Sisko's adult teeth were brown very soon after coming in and someone did say something about it possibly being a genetic thing. He got his teeth cleaned under anesthetic at 15 months and some stains wouldn't come off. He had had antibiotics as a small pup for giardia. I do brush his teeth and I envy those beautiful pearly whites I see in other poodles' pics. 
I was on a thread Sookster started about teeth and breath problems about 2 weeks ago and we discussed tooth products.
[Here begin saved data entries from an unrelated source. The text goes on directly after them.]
PR #257, opened 2018-06-11
WIP: Run master install whenever new machines need it

csrwng:
The master controller now generates an inventory based on which machines are available at the time the controller runs. It uses the Status.Versions.ControlPlane field to keep track of which Machines have had the master job run on them.

### DIFF
--- a/pkg/controller/clusterinstall/controller.go
+++ b/pkg/controller/clusterinstall/controller.go
@@ -68,7 +68,6 @@ func NewController(
 	playbooks []string,
 	clusterInformer capiinformers.ClusterInformer,
 	machineSetInformer capiinformers.MachineSetInformer,
-	machineInformer capiinformers.MachineInformer,
 	jobInformer batchinformers.JobInformer,
 	kubeClient kubeclientset.Interface,
 	clustopClient clustopclientset.Interface,
@@ -113,15 +112,6 @@ func NewController(
 		UpdateFunc: c.updateMachineSet,
 		DeleteFunc: c.deleteMachineSet,
 	})
-
-	if machineInformer != nil {
-		machineInformer.Informer().AddEventHandler(cache.ResourceEventHandlerFuncs{
-			AddFunc:    c.addMachine,
-			UpdateFunc: c.updateMachine,
-			DeleteFunc: c.deleteMachine,
-		})
-		c.machinesSynced = machineInformer.Informer().HasSynced
-	}
 
 	jobOwnerControl := &jobOwnerControl{controller: c}
 	c.jobControl = controller.NewJobControl(controllerName, clusterKind, kubeClient, jobInformer.Lister(), jobOwnerControl, logger)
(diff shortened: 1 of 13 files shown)


pkg/controller/clusterinstall/controller.go
```diff
@@ -68,6 +68,7 @@ func NewController(
 	playbooks []string,
 	clusterInformer capiinformers.ClusterInformer,
 	machineSetInformer capiinformers.MachineSetInformer,
+	machineInformer capiinformers.MachineInformer,
```
staebler: Can you add to the comment for this function indicating that `machineInformer` can be nil if machine changes to not necessitate resyncing the cluster? Or maybe take this out of the `NewController` function and have the master controller set this in a subsequent step after creating the `clusterinstall.Controller`.

pkg/controller/clusterinstall/controller.go
```diff
@@ -353,6 +429,15 @@ func isMasterMachineSet(machineSet *capi.MachineSet) bool {
 	return false
 }
 
+func isMasterMachine(machine *capi.Machine) bool {
```
staebler: `controller.MachineHasRole(capicommon.MasterRole)`

pkg/controller/master/master_controller.go
```diff
@@ -157,16 +182,114 @@ func (s *installStrategy) setupServiceAccountForJob(clusterNamespace string) (*k
...
+	for _, machine := range allMachines {
+		if !metav1.IsControlledBy(machine, masterMachineSet) ||
+			machine.DeletionTimestamp != nil {
+			continue
+		}
+		hasPublicName, err := hasPublicDNS(machine)
+		if err != nil {
+			return nil, fmt.Errorf("error checking whether machine %s/%s has public DNS: %v", machine.Namespace, machine.Name, err)
+		}
+		if !hasPublicName {
```
staebler: If one of the masters does not have a public name yet, should we wait for it before installing the control plane? It would seem to me to be akin to waiting for all the replicas to be created.

pkg/controller/master/master_controller.go
```diff
@@ -157,16 +182,114 @@ func (s *installStrategy) setupServiceAccountForJob(clusterNamespace string) (*k
...
+	}
+	// Only start an install if we have the number of replicas specified in the machineset
+	if len(machines) < int(*masterMachineSet.Spec.Replicas) {
+		return false
+	}
+	// Of the available machines, determine if any has not had its control plane installed
+	// If all of them have a control plane, then no need to run this job.
+	// TODO: determine how to handle upgrades, if they require a job.
+	for _, m := range machines {
+		if m.Status.Versions == nil || len(m.Status.Versions.ControlPlane) == 0 {
```
staebler: We also need to clear `ControlPlane` in the actuator when the instance is created, to handle the case where the instance was deleted externally and had to be re-created.

pkg/controller/master/master_controller.go
```diff
@@ -157,16 +182,114 @@ func (s *installStrategy) setupServiceAccountForJob(clusterNamespace string) (*k
...
+		if err != nil {
+			errs = append(errs, fmt.Errorf("error retrieving machine %s to update the control plane version", machineKey))
+		}
+		updatedMachine := machine.DeepCopy()
+		if updatedMachine.Status.Versions == nil {
+			updatedMachine.Status.Versions = &capi.MachineVersionInfo{}
+		}
+		updatedMachine.Status.Versions.ControlPlane = machine.Spec.Versions.ControlPlane
+		updatedMachine.Status.LastUpdated = metav1.Now()
+		_, err = s.capiClient.ClusterV1alpha1().Machines(machine.Namespace).UpdateStatus(updatedMachine)
```
staebler: I am still a bit squeamish about having a controller update two different resources in a single sync. It is fine for now, but I'd like us to keep thinking about whether we can do better somehow.

pkg/controller/master/master_controller.go
csrwng: We would wait, because the machine would not be included in the list of available machines and those would not match the replica count of the machineset.

csrwng:
comments addressed, rebasing

csrwng:
Closing this as the master will need to manage its own nodes in the 4.0 setup.

PR #260, opened 2018-06-12
Remove AWS credentials before syncing cluster/machinesets

csrwng:
Also use clusterID as a prefix to remote machineset names. Using clusterID for the cluster will be done in a separate pull.


csrwng:
@joelddiaz ptal

PR #261, opened 2018-06-12
Only attempt to re-add masters to ELBs after period of time.

dgoodwin:
Rather than spamming AWS to re-add masters to their ELBs every time we
sync a master machine (when it likely would never be required again),
only do so if some period of time has elapsed since we last successfully
did so.


pkg/controller/awselb/aws_elb_controller.go
```diff
@@ -265,11 +279,24 @@ func (c *Controller) syncMachine(key string) error {
 
 	region := coMachineSetSpec.ClusterHardware.AWS.Region
 	mLog.Debugf("Obtaining AWS clients for region %q", region)
-	client, err := clustopaws.NewClient(c.kubeClient, coMachineSetSpec, machine.Namespace, region)
+	client, err := c.clientBuilder(c.kubeClient, coMachineSetSpec, machine.Namespace, region)
```
staebler: Let's push building this client until later in the function when we've determined that it is actually needed.

pkg/controller/awselb/aws_elb_controller.go
```diff
@@ -265,11 +279,24 @@ func (c *Controller) syncMachine(key string) error {
...
+	if err != nil {
+		return err
+	}
+
+	status, err := controller.AWSMachineProviderStatusFromClusterAPIMachine(machine)
 	if err != nil {
 		return err
 	}
 
+	if status.LastELBSync != nil {
```
staebler: Is there anything else about the Machine that we should look at to determine whether an ELB sync may be necessary? For example, if the spec of the Machine changes, then I would expect the controller to sync the ELB even if the resync duration has not elapsed.

pkg/controller/awselb/aws_elb_controller.go
```diff
@@ -265,11 +279,24 @@ func (c *Controller) syncMachine(key string) error {
...
+		delta := time.Now().Sub(status.LastELBSync.Time)
+		if delta < elbResyncDuration {
+			mLog.WithField("delta", delta).Debugf("no resync needed")
+			return nil
+		}
+	}
+
```
staebler: We're missing the part where `LastELBSync` is set after successfully syncing the ELB. We should probably add a check for that in the unit tests.

dgoodwin: Yup, that actually exposes a problem with what we just decided to do in the aws actuator where we just rebuild status from nothing and assume nothing else is writing to it. I will get that fixed as well.

pkg/controller/awselb/aws_elb_controller.go
dgoodwin: The only things I can think of are (1) an admin editing a label to tickle the CO into re-adding it, and (2) the instance ID changes in the status indicating a new vm was picked up. As far as the spec goes the only thing I can think of is a machine getting the master role added after the fact, but I'm not sure we'd even want to start down that path.

I could base it on generation though as we do elsewhere, but that wouldn't detect status changes like instance ID.

dgoodwin:
Updated with several changes per commit messages.

dgoodwin:
Should be ready for another round of review if anyone has time.

pkg/clusterapi/aws/actuator.go
```diff
@@ -441,10 +441,22 @@ func (a *Actuator) updateStatus(machine *clusterv1.Machine, instance *ec2.Instan
...
+	if err != nil {
+		return err
+	}
+	// Save this, we need to check if it changed later.
+	origInstanceID := awsStatus.InstanceID
 
 	// Instance may have existed but been deleted outside our control, clear it's status if so:
-	if instance != nil {
+	if instance == nil {
+		awsStatus.InstanceID = nil
```
staebler: Can we add a test case to `TestUpdate` that verifies that these fields are being cleared when there is no longer an instance?

pkg/controller/awselb/aws_elb_controller.go
```diff
@@ -56,10 +60,16 @@ const (
 	// 5ms, 10ms, 20ms, 40ms, 80ms, 160ms, 320ms, 640ms, 1.3s, 2.6s, 5.1s, 10.2s, 20.4s, 41s, 82s
 	maxRetries     = 15
 	controllerName = "awselb"
+
+	// elbResyncDuration represents period of time after which we will re-add machines to the ELBs.
+	// Once successfully added we add a timestamp to status, each time the machine is synced we check if
+	// this duration is exceeded and if so, re-add to the ELB to ensure we repair any machines
+	// accidentally taken out of rotation.
+	elbResyncDuration = 2 * time.Hour
```
staebler: Although not necessary now, eventually we should add command-line arguments to allow this to be configurable.

pkg/controller/awselb/aws_elb_controller.go
```diff
@@ -285,6 +325,36 @@ func (c *Controller) syncMachine(key string) error {
...
+// updateStatus sets the LastELBSync time in status to now, and updates the machine.
+func (c *Controller) updateStatus(machine *capiv1.Machine, mLog log.FieldLogger) error {
+
+	mLog.Debug("updating machine status")
+
+	awsStatus, err := controller.AWSMachineProviderStatusFromClusterAPIMachine(machine)
+	if err != nil {
+		return err
+	}
+	awsStatus.LastELBSync = &metav1.Time{Time: time.Now()}
```
staebler: A nit, but I would rather see this written like this.

```
now := metav1.Now()
awsStatus.LastELBSync = &now
```

Then, you can also reuse `now` later when setting `LastUpdated`.

pkg/controller/awselb/aws_elb_controller_test.go
```diff
@@ -0,0 +1,298 @@
...
+	cases := []struct {
+		name                         string
+		generation                   int64
+		lastSuccessfulSyncGeneration int64
+		lastSuccessfulSync           time.Time
+		resyncExpected               bool
+	}{
+		{
+			name:                         "no last sync",
+			generation:                   int64(1),
```
staebler: Remove the `int64` type conversions throughout these test cases. They are not necessary.

pkg/controller/awselb/aws_elb_controller_test.go
```diff
@@ -0,0 +1,298 @@
...
+				updateAction, ok := action.(clientgotesting.UpdateAction)
+				assert.True(t, ok)
+
+				updatedObject := updateAction.GetObject()
+				machine, ok := updatedObject.(*capiv1.Machine)
+				clustopStatus, err := controller.AWSMachineProviderStatusFromClusterAPIMachine(machine)
+				assert.NoError(t, err)
+				assert.NotNil(t, clustopStatus.LastELBSync)
+				assert.True(t, clustopStatus.LastELBSync.Time.After(tc.lastSuccessfulSync))
+				assert.NotEqual(t, int64(0), clustopStatus.LastELBSyncGeneration)
```
staebler: Test that this equals the generation of the Machine instead of just that it is not zero.

pkg/controller/controller_utils.go
```diff
@@ -683,3 +683,13 @@ func BuildClusterAPIMachineSet(ms *clusteroperator.ClusterMachineSet, clusterDep
 
 	return &capiMachineSet, nil
 }
+
+// StringPtrsEqual safely returns true if the value for each string pointer is equal, or both are nil.
+func StringPtrsEqual(s1, s2 *string) bool {
+	if s1 == nil && s2 == nil {
```
staebler: Getting *really* nit-picky here, but this alternative will save a string comparison if the pointers are equal. Subjectively, the indentation of the flow is better, too, since the expected behavior of comparing the pointed-to values is not indented.

```
if s1 == s2 {
  return true
}
if s1 == nil || s2 == nil {
  return false
}
return *s1 == *s2
```

dgoodwin: Sounds good, but I think I need to add a check if both are nil, because I need that to return true, before checking if just one is nil and returning false.

pkg/clusterapi/aws/actuator.go
dgoodwin: This actually exposed that the code here was unreachable, we'd error out if no instances are found and not update status. Now updating status and then returning the error, test to match.

pkg/controller/controller_utils.go
dgoodwin: Nope I don't, passes as is. Thanks!

PR #267, opened 2018-06-15
Refactor for cloud provider specific provider configs.

dgoodwin:
Stop using ClusterDeploymentSpec for both ClusterDeployment.Spec and Cluster.Spec.ProviderConfig. Similar for status.

ClusterDeployment had a full copy of the status that was never set or
used. Conditions remain for cluster version conditions.

Removed unused fields such as machine set count, and master/infra
machine set names.

Limited cluster version info, in the provider config, to just what is necessary for a cluster.

Added concept of distribution config, which we may push for upstream as a separate field.


pkg/apis/clusteroperator/types.go
```diff
@@ -402,6 +391,21 @@ type ClusterDeploymentStatus struct {
...
+	// DeprovisionedComputeMachinesets is true if the compute machinesets of this cluster
+	// have been deprovisioned.
+	DeprovisionedComputeMachinesets bool
+}
+
+// ClusterDeploymentStatus contains the status for a cluster
+type ClusterDeploymentStatus struct {
 	// Ready is true if the master of the cluster is ready to be used and can be accessed using
 	// the KubeconfigSecret
 	Ready bool
```
csrwng: I don't know that we will reflect the status from the cluster here, I would just leave it on the ClusterProviderStatus for now

pkg/apis/clusteroperator/types.go
```diff
@@ -412,10 +416,6 @@ type ClusterDeploymentStatus struct {
 	// ClusterVersionRef references the resolved clusterversion the cluster should be running.
 	// +optional
 	ClusterVersionRef *corev1.ObjectReference
-
```
csrwng: Should Conditions be of type []ClusterDeploymentCondition and only include ClusterDeployment-specific type of conditions there?

pkg/controller/clusterinstall/controller.go
```diff
@@ -405,16 +405,13 @@ func (s *jobSyncStrategy) DoesOwnerNeedProcessing(owner metav1.Object) bool {
...
-	if cluster.ClusterDeploymentStatus.ClusterVersionRef == nil {
-		// staebler: Temporary work-around until we have a controller that sets
-		// the ClusterVersionRef for cluster-api clusters.
-		_, err := s.controller.clustopClient.ClusteroperatorV1alpha1().
-			ClusterVersions(cluster.ClusterDeploymentSpec.ClusterVersionRef.Namespace).
-			Get(cluster.ClusterDeploymentSpec.ClusterVersionRef.Name, metav1.GetOptions{})
-		if err != nil {
-			return false
-		}
+	// TODO: staebler: Temporary work-around until we have a controller that sets
```
csrwng: I wonder if this is needed here given that we are referencing the ClusterVersion from the ClusterDeployment and we check for its existence in the ClusterDeployment controller before attempting to create the Cluster resource.

pkg/controller/infra/infra_controller.go
```diff
@@ -305,19 +305,16 @@ func (s *jobSyncStrategy) DoesOwnerNeedProcessing(owner metav1.Object) bool {
...
-	if cluster.ClusterDeploymentStatus.ClusterVersionRef == nil {
-		// staebler: Temporary work-around until we have a controller that sets
-		// the ClusterVersionRef for cluster-api clusters.
-		_, err := s.controller.coClient.ClusteroperatorV1alpha1().
-			ClusterVersions(cluster.ClusterDeploymentSpec.ClusterVersionRef.Namespace).
-			Get(cluster.ClusterDeploymentSpec.ClusterVersionRef.Name, metav1.GetOptions{})
-		if err != nil {
-			return false
-		}
+	// TODO: staebler: Temporary work-around until we have a controller that sets
```
csrwng: same here

pkg/controller/remotemachineset/remotemachineset_controller.go
```diff
@@ -321,12 +321,12 @@ func (c *Controller) syncClusterDeployment(key string) error {
 		return fmt.Errorf("error retrieving cluster object: %v", err)
 	}
 
-	clusterDeploymentStatus, err := controller.ClusterStatusFromClusterAPI(cluster)
+	clusterProviderStatus, err := controller.ClusterProviderStatusFromClusterAPI(cluster)
```
csrwng: I would rename the function `ClusterProviderStatusFromCluster`... there's no reason to distinguish cluster-api vs non-cluster-api clusters anymore

pkg/apis/clusteroperator/types.go
```diff
@@ -406,16 +406,8 @@ type ClusterProviderStatus struct {
 
 // ClusterDeploymentStatus contains the status for a cluster
 type ClusterDeploymentStatus struct {
-	// Ready is true if the master of the cluster is ready to be used and can be accessed using
```
csrwng: Ignore the previous comment to remove this :) ... I'm looking at this commit by commit

pkg/apis/clusteroperator/types.go
dgoodwin: In addition to duplicating the type structs, I think we'd need to duplicate a few functions like https://github.com/openshift/cluster-operator/blob/master/pkg/controller/controller_utils.go#L155. What do you think?

pkg/controller/clusterinstall/controller.go
dgoodwin: Agreed, I think the copy to the cluster provider spec is the new "resolved".

pkg/apis/clusteroperator/types.go
```diff
@@ -178,15 +185,51 @@ type AWSRegionAMIs struct {
...
+	// created. It should not be set by the user.
+	ClusterID string
+}
+
+// OpenShiftDistributionConfig contains configuration specific to the OpenShift distribution.
+type OpenShiftDistributionConfig struct {
+	ClusterConfigSpec
+
+	// Version contains information on the OpenShift version that should be installed on this cluster.
+	Version OpenShiftDistributionConfigVersion
```
csrwng: Should this also be a member of ClusterVersionSpec as well ? (instead of duplicating the fields there)

pkg/apis/clusteroperator/types.go
```diff
@@ -178,15 +185,51 @@ type AWSRegionAMIs struct {
...
+}
+
+type OpenShiftDistributionConfigVersion struct {
```
csrwng: I would leave 'Distribution' out of the name

pkg/apis/clusteroperator/types.go
csrwng: agree

pkg/apis/clusteroperator/types.go
```diff
@@ -178,15 +185,51 @@ type AWSRegionAMIs struct {
...
+	// OpenShiftConfig contains configuration specific to the OpenShift distribution.
+	OpenShiftConfig OpenShiftDistributionConfig
+}
+
+// ClusterProviderConfig contains cluster specification relevant to all cloud providers.
+type ClusterProviderConfig struct {
+	// ClusterID is the ID to assign to the cluster in the cloud provider.
+	// This will be generated by the API Server when the ClusterDeployment is
+	// created. It should not be set by the user.
+	ClusterID string
```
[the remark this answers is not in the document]
dgoodwin: Good point, will remove.

pkg/apis/clusteroperator/types.go
dgoodwin: Agree as in lets fork the code or should we leave it as is? Assuming it was a +1 for forking.

pkg/apis/clusteroperator/types.go
dgoodwin: The objects are starting to look weird no matter how I slice this.

We could do:

```
ClusterVersion
- VMImages
- OpenShiftConfigVersion
  - DeploymentType
  - Version
  - Images
OpenShiftDistributionConfig
- OpenShiftConfigVersion
  - DeploymentType
  - Version
  - Images
- other things
```

Or I could move Images up one level on both.

csrwng: true... thinking about it some more, I'd be ok leaving it as is.

pkg/controller/controller_utils.go
```diff
@@ -344,28 +407,28 @@ func AddLabels(obj metav1.Object, additionalLabels map[string]string) {
 	}
 }
 
-// ClusterDeploymentSpecFromCluster gets the cluster-operator ClusterDeploymentSpec from the
+// AWSClusterDeploymentSpecFromCluster gets the cluster-operator ClusterDeploymentSpec from the
```
csrwng: wrong function name

pkg/controller/controller_utils.go
```diff
@@ -344,28 +407,28 @@ func AddLabels(obj metav1.Object, additionalLabels map[string]string) {
...
-	spec, ok := obj.(*clusteroperator.ClusterProviderConfigSpec)
+	spec, ok := obj.(*clusteroperator.AWSClusterProviderConfig)
 	if !ok {
 		return nil, fmt.Errorf("Unexpected object: %#v", gvk)
 	}
-	return &spec.ClusterDeploymentSpec, nil
+	return spec, nil
 }
 
 // ClusterStatusFromClusterAPI gets the cluster-operator ClusterStatus from the
```
csrwng: Fix comment

pkg/controller/controller_utils.go
```diff
@@ -375,17 +438,33 @@ func ClusterStatusFromClusterAPI(cluster *clusterapi.Cluster) (*clusteroperator.
...
-	return &status.ClusterDeploymentStatus, nil
+	return status, nil
 }
 
-// ClusterProviderConfigSpecFromClusterDeploymentSpec returns an encoded RawExtension with a ClusterProviderConfigSpec from a cluster deployment spec
-func ClusterProviderConfigSpecFromClusterDeploymentSpec(clusterDeploymentSpec *clusteroperator.ClusterDeploymentSpec) (*runtime.RawExtension, error) {
-	clusterProviderConfigSpec := &clusteroperator.ClusterProviderConfigSpec{
+// BuildClusterProviderConfig returns an encoded cloud provider specific RawExtension
+// for use in the cluster spec's ProviderConfig.
+func BuildClusterProviderConfig(clusterDeploymentSpec *clusteroperator.ClusterDeploymentSpec, cv clusteroperator.ClusterVersionSpec) (*runtime.RawExtension, error) {
```
csrwng: should the name be BuildAWSClusterProviderConfig ?

dgoodwin:
Ok all feedback addressed. I was able to get "mostly" through an e2e test, my remote machines did not seem to get actuated even though their machinesets/machines in etcd were created in remote cluster. Did not have time to dig into this yet. Deprovision worked smoothly.

csrwng:
Please remove wip from the title so we can merge it.

csrwng:
Also please squash the commits

dgoodwin:
Done.

PR #269, opened 2018-06-18
Skip role creation on infra

csrwng:
For now, skips role creation on infra until we get back to per-cluster roles.


csrwng:
@abutcher ptal
@twiest fyi

twiest:
@csrwng great, thanks!

PR #271, opened 2018-06-18
Update wait-for-cluster-ready command

csrwng:
Modifies wait-for-cluster-ready to only wait until the ClusterAPI is installed on the target cluster. 
It also introduces a timeout flag to quit when a timeout expires.

### DIFF
--- a/contrib/cmd/wait-for-cluster-ready/waitforcluster.go
+++ b/contrib/cmd/wait-for-cluster-ready/waitforcluster.go
@@ -21,6 +21,7 @@ package main
 import (
 	"fmt"
 	"os"
+	"time"
 
 	"github.com/spf13/cobra"
 	"github.com/spf13/pflag"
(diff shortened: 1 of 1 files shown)


csrwng:
@dgoodwin ptal
This is for the CI e2e test to wait for when the cluster deployment is ready

contrib/cmd/wait-for-cluster-ready/waitforcluster.go
```diff
@@ -89,29 +105,33 @@ func waitForClusterReady(capiClient *capiclient.Clientset, cluster *capiv1.Clust
 				if err != nil {
 					continue
 				}
-				if status.Ready {
-					fmt.Printf("Cluster %s/%s is ready.\n", cluster.Namespace, cluster.Name)
+				if status.ClusterAPIInstalled {
+					fmt.Printf("Cluster %s/%s has cluster API installed.\n", cluster.Namespace, cluster.Name)
```
dgoodwin: What is the thought behind this switch? It seems like we might still be installing components for example, which might leave the cluster in a state that wouldn't pass some e2e tests. (no router / registry for example)

csrwng: There's an issue with the service catalog image, latest image only crash-loops. The reason is that the deployment for it only points to the :latest image instead of a version-specific one. My thinking is that in the latest code some flags have changed. Bottom line is that the components playbook never finishes an install. It should not stop us from claiming success. We could add a verification step to the e2e test to make sure that the registry/router is up and running.

PR #272, opened 2018-06-18
Change node instances to 'terminate' by default.

twiest:
- [x] Change the AWS shutdown behavior for node instances to "terminate"
- [x] Explicitly set the AWS shutdown behavior for master instances to "stop"
- [x] Add unit test verification for both master and node shutdown behaviors
- [x] Manually test / verify that master instances are created with the shutdown behavior set to stop
- [x] Manually test / verify that node instances are created with the shutdown behavior set to terminate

I just received my order of salmon flavoured oral gel from Petzlife today and Sisko had his first application this evening. He was not impressed, he loves salmon but this has an alcohol herby smell. We are going to stick to it twice a day for 30 days and see what happens. I really don't want to have to do the anesthetic thing again. A friend suggested letting him chew on sticks and he has been decimating a big cedar one in the backyard over the past week and his teeth are looking better. He doesn't eat any of it, but I wouldn't mind hearing from anyone who thinks this might be bad for him.


----------



## Patrick's Mom (Apr 26, 2011)

Thanks for the input Janet. It almost seems to me that Patrick's teeth are very slightly better but I know how you feel about seeing other dogs' white teeth. I'm pretty much resigned to the stains so now I just focus on keeping them brushed every day. I was just curious if this was common. Thanks again.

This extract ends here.